Effect of X-Ray Irradiation on Magnetocaloric Material, (MnNiSi)_1-xFe₂Ge_x

Magnetic refrigeration based on magnetocaloric effect (MCE) at room temperature is generally considered as a potential substitution for classical vapor compression systems due to its high efficiency and environmental friendliness. (MnNiSi)_1−x(Fe₂Ge)_x composition (x=0.34) alloy was prepared by arc melting, crushed, and sieved to approximately <32 microns. They were utilized in examining the possible magnetic and structural changes when exposed to a dosage of a continuous sweeping rate of ~>120 Gy/min and an absorbed dose of 35 kGy of X-ray radiation. This study reports observable trends in magnetic measurements. Magnetization in the magnetization vs. temperature (both heating and cooling) measurements showed an increase from 2.72 emu/g to 4.01 emu/g in the irradiated sample.
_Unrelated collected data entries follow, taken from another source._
PR #23781, opened 2022-02-16
For #23738 - Integrate the Contile top sites updater

### LINKED ISSUE #23738: Integrate the Contile top sites updater

gabrielluong:
Fixes #23738. Depends on https://github.com/mozilla-mobile/android-components/pull/11721

### Pull Request checklist

1. click on Show All Checks,

### DIFF
--- a/app/src/main/java/org/mozilla/fenix/HomeActivity.kt
+++ b/app/src/main/java/org/mozilla/fenix/HomeActivity.kt
@@ -57,6 +57,7 @@ import mozilla.components.feature.search.BrowserStoreSearchAdapter
 import mozilla.components.service.fxa.sync.SyncReason
 import mozilla.components.support.base.feature.ActivityResultHandler
 import mozilla.components.support.base.feature.UserInteractionHandler
+import mozilla.components.support.base.log.logger.Logger
 import mozilla.components.support.ktx.android.arch.lifecycle.addObservers
 import mozilla.components.support.ktx.android.content.call
 import mozilla.components.support.ktx.android.content.email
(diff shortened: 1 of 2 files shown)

The magnetization vs. magnetic field loops exhibited irradiation-induced magnetic hysteresis. The irradiated sample also exhibited an observable change in its coercivity of ΔH_c = 14.7% at 200 K. A maximum entropy change ΔS_mag of ~ 11.139 J/kg*K and a T_ave peak of 317.5 K was achieved for the pristine sample in comparison to ΔS_mag of ~ 11.349 J/kg*K and a T_ave peak of 312.5 K for the irradiated sample. These presented results provided deeper insights into tuning the magnetic and structural effects of irradiation in the (MnNiSi)_1−x(Fe₂Ge)_x composition (x=0.34) that can be utilized in a wide range of magnetocaloric applications in high-energy radiation environments.